Honey Bees and Native Pollinators Need Our Help (Published in the Daily Californian)
©By Christine M. Rossi, September 2014
On August 16, 2014 Berkeley Mayor Tom Bates proclaimed Honey Bee Awareness Day in the City of Berkeley. This coincided with National Honey Bee Day. Folks across the nation and in several other countries celebrated the Honey Bee by educating the public on the contributions of these tiny pollinators, share information about how they are in danger of complete population collapse world wide; and protest against Bayer, Monsanto, Dow and other Corporations who promote mono-crop agriculture and the extensive use of GMO’s, pesticides, herbicides and fungicides to control pests on crops (all of which they produce).
Honeybees are responsible for one out of every three bites of food that we eat, not to mention their contribution to the pollination of food crops for livestock, and their impact on the diversity of the ecosystem as a whole. Along with native pollinators (honeybees were introduced from Europe in the 1600’s) they are responsible for maintaining pollination of most fruits and vegetables that we consume as well as cotton, alfalfa, almonds, sunflowers, coffee… and the list goes on.

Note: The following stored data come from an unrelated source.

PR #11023, opened 2019-12-24
Issue/10635 material comments

### LINKED ISSUE #10635: Implement Material theme on Comments List, Details and Edit screen
We should switch widgets used at Comments List, Details and Edit screens to their material counterparts, remove color references where possible, and switch to using material `textAppearance` attributes.

khaykov:
Fixes #10635

This PR moves Comments List, Detail and Editor screens to Material Theme and adds Dark Theme support. There are some code changes for cosmetic reasons.

Design changes are reviewed before the code review is requested.

@mattmiklic Color of PENDING status was different in List and Details, so I changed one used in the list back to yellow.

comparison_comments

To test:
Navigate to Comments management screen and confirm it's visual and functional integrity in both Light and Dark themes. The theme can be changed from App Settings.

PR submission checklist:


mattmiklic:
Looking good here. Two things I'm thinking about:

- The Spam/Trash/Edit icons and text on the comment detail screen are looking a little bit too high-contrast. Could we make those use the "medium emphasis" variant of the On Surface color?
- Could we remove the horizontal line on the Edit Comment screen? It doesn't seem necessary since there's no equivalent on the "Reply to post" comment screen.

khaykov:
@mattmiklic Sure, I updated the icons and label color. I removed the "medium emphasis" when secondary color is used (for like and approve actions) since they look really washed out.

comparison_comments

The bottom line on Edit Comment magically disappeared in recent version :)

jkmassel:

WordPress/src/main/java/org/wordpress/android/ui/CollapseFullScreenDialogFragment.java
```diff
@@ -257,15 +263,16 @@ private void initBuilderArguments() {
...
         toolbar.setTitle(mTitle);
         toolbar.setNavigationContentDescription(R.string.description_collapse);
         toolbar.setNavigationIcon(ContextCompat.getDrawable(view.getContext(), R.drawable.ic_chevron_down_white_24dp));
-        toolbar.setNavigationOnClickListener(new View.OnClickListener() {
-            @Override
-            public void onClick(View view) {
-                onCollapseClicked();
-            }
-        });
+        toolbar.setNavigationOnClickListener(view1 -> onCollapseClicked());
```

There are many factors that are contributing to the population drop including climate change, loss of habitat, potable water, limited diet, the varroa mite, pathogens; and the overuse of pesticides on crops. One group of pesticides called Neonicotinoids are a big part of the problem.

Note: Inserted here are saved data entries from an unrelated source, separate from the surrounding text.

PR #11027, opened 2019-12-30
Accessibility : Aztec UI Improvements 

### LINKED ISSUE #10906: Accessibility : Aztec Editor UI Improvements
### Accessibility Scanner audit

Each item corresponds to an outlined area on the attached screenshot below.

* Text contrast
org.wordpress.android:id/title
The item's text contrast ratio is 2.56. This ratio is based on an estimated foreground color of #87A6BC and an estimated background color of #FFFFFF. Consider increasing this item's text contrast ratio to 3.00 or greater.

* Text contrast
org.wordpress.android:id/aztec
The item's text contrast ratio is 2.56. This ratio is based on an estimated foreground color of #87A6BC and an estimated background color of #FFFFFF. Consider increasing this item's text contrast ratio to 3.00 or greater.

screenshot_WordPress_2019-12-02-22_23_22

jd-alexander:
Fixes #10906

## Findings

Title and Aztec content views weren't meeting the contrast guidelines for accessibility. i.e the contrast ratio derived from the foreground and background wasn't high enough to pass the mark that makes the control's color accessible. The only point to note here, is that this change makes it obvious that the hint colors in Gutenberg are different from Aztec when doing the switch.

## Solution
Changed the hint color of the views to one that makes the contrast ratio higher. 

## Testing
1. New post. 
2. Switch to the classic editor. 
3. You will see the controls as shown below. 

Before | After 
--------|-------
        | 

## Reviewing 

## Submitter Checklist

### DIFF
--- a/libs/editor/WordPressEditor/src/main/res/values/colors.xml
+++ b/libs/editor/WordPressEditor/src/main/res/values/colors.xml
@@ -19,7 +19,7 @@
     <color name="code_background">@color/wp_grey_light</color>
     <color name="hint_text">@color/wp_grey_darken_10</color>
     <color name="link">@color/wp_blue_medium</color>
-    <color name="quote">@color/wp_grey_darken_10</color>
+    <color name="quote">@color/wp_grey</color>
     <color name="quote_background">@color/wp_grey_lighten_30</color>
     <color name="text">@color/wp_grey_darken_30</color>
 
--- a/libs/editor/WordPressEditor/src/main/res/values/colors.xml
+++ b/libs/editor/WordPressEditor/src/main/res/values/colors.xml
@@ -17,9 +17,9 @@
     <color name="bullet">@color/wp_grey_darken_30</color>
     <color name="code">@color/text</color>
     <color name="code_background">@color/wp_grey_light</color>
-    <color name="hint_text">@color/wp_grey</color>
+    <color name="hint_text">@color/wp_grey_darken_10</color>
     <color name="link">@color/wp_blue_medium</color>
-    <color name="quote">@color/wp_grey</color>
+    <color name="quote">@color/wp_grey_darken_10</color>
     <color name="quote_background">@color/wp_grey_lighten_30</color>
     <color name="text">@color/wp_grey_darken_30</color>
 


iamthomasbishop:
@jd-alexander Thanks for working on this! Fwiw, we will be implementing a new color system in mobile GB soon, so all placeholder text should pass with _at least_ 3.1:1 contrast ratio, (can’t remember the exact ratio). With that said, I am all for improving it for Aztec as well so thanks for tackling this! I have a couple of thoughts:

* What is the contrast ratio of the new color against the white canvas background?
* Can we make sure the placeholder text color in dark mode also passes? // cc @khaykov 

Can we also create a ticket for this on Aztec for WPiOS and make sure our text is passing contrast tests similarly there? // cc @frosty

jd-alexander:
Hi @iamthomasbishop thanks for the review!

> @jd-alexander Thanks for working on this! Fwiw, we will be implementing a new color system in mobile GB soon, so all placeholder text should pass with at least 3.1:1 contrast ratio, (can’t remember the exact ratio)

Great! So does this mean I shouldn't do any other color changes like this? These are already low priority so I don't mind :) 

> What is the contrast ratio of the new color against the white canvas background?
Screen Shot 2019-12-29 at 8 54 21 PM

> Can we make sure the placeholder text color in dark mode also passes? // cc @khaykov

This sounds like a good idea. 

> Can we also create a ticket for this on Aztec for WPiOS and make sure our text is passing contrast tests similarly there? // cc @frosty

Since Aztec, is going to be retired I am only doing these changes since they seemed simple and could have an immediate impact but if the changes have a larger impact across platforms then it could be saved for Gutenberg. Let me know.

iamthomasbishop:
> does this mean I shouldn't do any other color changes like this? These are already low priority so I don't mind :)

Not at all! If you find things in Aztec, feel free! I would just leave the Gutenberg side as-is, considering those will be changing with  the new color system anyhow.

> Since Aztec, is going to be retired I am only doing these changes since they seemed simple and could have an immediate impact but if the changes have a larger impact across platforms then it could be saved for Gutenberg. Let me know.

To be clear, I don’t think Aztec will be fully retired for a while – it will soon become the _secondary_ editor to Gutenberg which becomes the default. So these changes are still useful 😀

libs/editor/WordPressEditor/src/main/res/values/colors.xml
```diff
@@ -17,9 +17,9 @@
     <color name="bullet">@color/wp_grey_darken_30</color>
     <color name="code">@color/text</color>
     <color name="code_background">@color/wp_grey_light</color>
-    <color name="hint_text">@color/wp_grey</color>
+    <color name="hint_text">@color/wp_grey_darken_10</color>
     <color name="link">@color/wp_blue_medium</color>
-    <color name="quote">@color/wp_grey</color>
+    <color name="quote">@color/wp_grey_darken_10</color>
```
theck13:
```suggestion
    <color name="quote">@color/wp_grey</color>
```

We don't need to change the value for the `quote` color in order to update the hint text.  The `quote` color is used for the vertical line to the left of a quote.  See the screenshots below for illustration.

jd-alexander: Thanks! I reviewed the diff in GitKraken and didn't see this quote change. Must have slipped in somehow. Thanks for the review!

In the U.S., Neonicotinoids are currently used on the majority of corn and canola crops, cotton, sorghum, and sugar beets; and about half of all soybeans. They’re also used on the vast majority of fruit and vegetable crops. They are systemic and persistent, which means they stay in the plant and make their way to the pollen and nectar. Bayer Corporation produces three of the common Neonicotinoids on the market and one, Imidacloprid, is the most widely used, found in most home garden treatments as well as used on most crops. Interestingly enough in 2012 Bayer voluntarily removed it for use on the almond trees in California, because of its high toxicity to bees.
Bayer and other chemical producers like Dow and Syngenta who also produce Neonicotinoids blame this crisis on everything but their products. Profit is their bottom line. The research on Bee health by these corporations does not seem to be very holistic in their approach. The focus has been on control of bee pests such as the Varroa and tracheal mites with more chemicals, and the continued denial that their chemicals have any effect on the health of bees and other pollinators.

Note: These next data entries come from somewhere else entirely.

PR #11029, opened 2019-12-31
Fix #10747: Gutenberg rollout phase 2

### LINKED ISSUE #10747: Gutenberg progressive rollout strategy
Implement a progressive rollout strategy to opt more users in the Gutenberg editor.

Phase 1: set the block editor as the default editor for new posts. We'll only target people who didn't already switched back from the block editor to Aztec

Phase 2: set the block editor as the default editor for users who already switched back to Aztec from a previous version of the app.

We'll rollout phase 1 and phase 2 progressively on randomly selected users. We'll target wpcom users first:

- [x] phase 1 - 10% - release 13.7
- [x] phase 1 - 30% - release 13.8
- [x] phase 1 - 100% - release 13.9
- [x] phase 2 - 30% - release 14.0
- [ ] phase 2 - 100% - release 14.1

maxme:
Fixes #10747 

<s>This FluxC PR must be merged first: https://github.com/wordpress-mobile/WordPress-FluxC-Android/pull/1466</s> ✅ FluxC version was bumped to 1.5.6 in 7c586ea 

This PR adds:
- A new rollout phase. This target users who have aztec enabled before the first rollout phase.
- A new popup that shows only the first time the user open Gutenberg after the site has been switched from aztec to gutenberg. Popup text is: `We made big improvements to the block editor and think it\'s worth a try! We enabled it for new posts and pages but if you'd like to change to the classic editor, go to 'My Site' > 'Site Settings'`

Note: there is one downside to this, if the user wasn't part of the first rollout (it means they switched manually to Gutenberg a while ago) and they switch a site to Aztec, the next time they re-open the app this site will be switched back to Gutenberg (this will happen only once, they'll be considered in the rollout group after that).

To test:
- Set `GB_ROLLOUT_PERCENTAGE_PHASE_2` to 100% and build.
- Clear App DB, run the app, go to site settings switch a site to Aztec (this should ensure that you're not part of the first rollout).
- Close the app / re-open the app. 
- Create a new post, Gutenberg should open with the new popup.


hypest:
Removed the PR from the project board since we typically only track tickets on the board.

WordPress/src/main/java/org/wordpress/android/ui/prefs/AppPrefs.java
```diff
@@ -649,13 +650,13 @@ public static boolean shouldShowGutenbergInfoPopupForTheNewPosts(String siteURL)
         return flag;
     }
 
-    public static void setShowGutenbergInfoPopupForTheNewPosts(String siteURL, boolean show) {
+    public static void setBooleanPrefForKeyAndURL(PrefKey key, String siteURL, boolean show) {
```
hypest: Kinda nit but, I think that the method name has gotten a bit too generalized, to the point that is probably not making too much sense. Can we keep the previous name or is there some reason to move away from that one?

WordPress/src/main/java/org/wordpress/android/util/SiteUtils.java
```diff
@@ -45,16 +46,47 @@ public static void migrateAppWideMobileEditorPreferenceToRemote(final AccountSto
...
-        // ^ This code should be here.
-
         // If the user is already in the rollout group, we can skip this the migration.
         if (AppPrefs.isUserInGutenbergRolloutGroup()) {
             return;
         }
 
+        // -------- Rollout: Phase 2 -------
+        //
+        // If the user as one Aztec enabled site, we'll migrate all his sites to gutenberg and show
```
hypest: Nit: typo: s/as/has

WordPress/src/main/java/org/wordpress/android/ui/prefs/AppPrefs.java
maxme: Updated in 4f4cdb2278e547207c78f2105bf0c4ce0d9b3e10

WordPress/src/main/java/org/wordpress/android/util/SiteUtils.java
maxme: Updated in 4f4cdb2278e547207c78f2105bf0c4ce0d9b3e10

maxme:
Ready for a second round. When this is merged, #11062 will need a review.

WordPress/src/main/java/org/wordpress/android/ui/prefs/AppPrefs.java
```diff
@@ -624,14 +625,14 @@ public static void removeAppWideEditorPreference() {
         remove(DeletablePrefKey.GUTENBERG_DEFAULT_FOR_NEW_POSTS);
     }
 
-    public static boolean shouldShowGutenbergInfoPopupForTheNewPosts(String siteURL) {
+    public static boolean getShowGutenbergInfoPopupForTheNewPosts(PrefKey key, String siteURL) {
```
hypest: I wonder, does the `setShowGutenbergInfoPopupForTheNewPosts()` call in line 646 below need to adopt a "PrefKey" param as well? I'm a bit confused by the codepaths but, it looks to me that when the flag is true, we'll try to clear the Phase 1 flag only.

maxme: Updated in 47d5282d7f

WordPress/src/main/java/org/wordpress/android/util/SiteUtils.java
```diff
@@ -45,16 +46,47 @@ public static void migrateAppWideMobileEditorPreferenceToRemote(final AccountSto
...
+                for (SiteModel site : siteStore.getSites()) {
+                    // Show "phase 2" dialog on sites that get switched from aztec to gutenberg
+                    if (TextUtils.equals(site.getMobileEditor(), AZTEC_EDITOR_NAME)) {
+                        AppPrefs.setShowGutenbergInfoPopupPhase2ForNewPosts(site.getUrl(), true);
+                        // Will show the popup again, even if it was displayed in the past
+                        AppPrefs.setGutenbergInfoPopupDisplayed(site.getUrl(), false);
+                    }
+
+                    // Show "phase 1" dialog on sites that get switched from "empty" (no pref) to gutenberg
+                    if (TextUtils.isEmpty(site.getMobileEditor())) {
```
hypest: What do you think about adding a `continue` statement to finish the loop iteration in the earlier conditional, or alternatively, merge the conditionals with an `else if`?

maxme: Yes they're mutually exclusive and a `else if` would work, but I preferred to keep it like this for readability. The `isEmpty` check won't have any performance impact.

hypest: I'd recommend keeping them in separate blocks for readability :nod:, that's why I mentioned using a `continue` statement first. The end goal is to make the intention very clear, and probably even protect from future code modifications that could involuntarily change the execution flow. Not a blocker if you still prefer keeping the code as is though.

hypest: Addressed with 4204171f2d2b1208e2f770c59621b8bf2c8cab9d.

Several studies have been published over the past couple of years listing Neonicotinoids as one of the biggest factors in the population decline; Yale University, 2013, Harvard University 2014 and Pesticide Research Institute 2013 & 2014, Nature 2014. The European Union has banned the use of Neonicotinoids, and GMO seeds which are treated with Neonicotinoid on crops in Europe.
Effects of Neonicotinoids on bees include death; at lower doses, it weakens their immune system making them more susceptible to pathogens and pests. It is a neurotoxin that also causes disorientation, damaging a bee’s homing ability, and their ability to feed. All of which are signs of Colony Collapse disorder.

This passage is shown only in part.